Having a solid emergency fund is actually pretty wise. Maybe split some of that into something low risk like I-bonds. My wife has similar anxiety, and it took years of financial education to get her comfortable with the idea that we only need a month of backup, and can float the rest on CC until we liquidate other assets.
As someone who went through two recessions, survived multiple layoffs, and had a few medical things, this seems like crazy talk. The general rule of thumb is 6 months of savings. I've known many that didn't follow this rule, and ended up in very bad debt.
Do you need it all sitting in a savings account, though? Inflation ate almost 9% of its value this past year. Granted stocks are down 20% this year, but assuming you don't have to touch it for a while, they should more than recover in a few years (well, assuming no massive global disaster, which seem more and more common lately).
We have a decent amount sitting in our savings account, but not six months worth. But I can liquidate assets to get us the rest of that six months if necessary, and it would take about a week to get that into our bank account.
If you need six months of expenses, you likely got laid off, which means your stocks are likely tanking as well, and it takes longer to get a new job. A cash or bonds emergency fund is perfectly logical. Six months isn't even that much money; in a normal 2% inflation year, that means you're losing less than 0.01% of the amount each month to inflation. The peace of mind is worth that, isn't it?
Personally I have 2 years in cash because I like to take 6+ month sabbaticals between jobs, but even that is a negligible amount due to my expense/income ratio.
This year. Meanwhile it would have missed out on 27% in gains the previous year (and its associated dividends), if I kept it in a bank account.
Also that 20% loss will most likely recover in time. Inflation almost never reverses itself, it only slows down.

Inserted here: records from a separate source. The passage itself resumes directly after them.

PR #18, opened 2019-04-18
docs(README): Replace --target with --function-target

anishkny:
Otherwise it errors:

```
$ npx @google-cloud/functions-framework --target=helloWorld
Function 'function' is not defined in the provided module.
Did you specify the correct target function to execute?
Could not load the function, shutting down.
```

### DIFF
--- a/README.md
+++ b/README.md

There's a reason rich people park most of their money in assets, and not in savings accounts. If they got more returns by keeping it in savings accounts, they would do that.
6 months of basic living expenses isn't "most of their money" for rich people. Ideally it wouldn't be for the rest of us either.
You seem to be thinking I'm against investing altogether - I'm not, but there is a significant risk avoidance in having an emergency fund that is 100% liquid and not tied to market risks.
But you will be liquidating your assets at the worst possible time (assuming the cause for needing to dip into your emergency fund is more systematic than being individually fired and not being able to find another job).
A cautionary tale for you - I burned through 8 months of savings in the 2008 crisis. While the I-Bond isn't subject to market fluctuations, I am glad that my emergency fund was in cash/CDs and not invested. Because it would have lost 40% of it's value just when I needed it the most.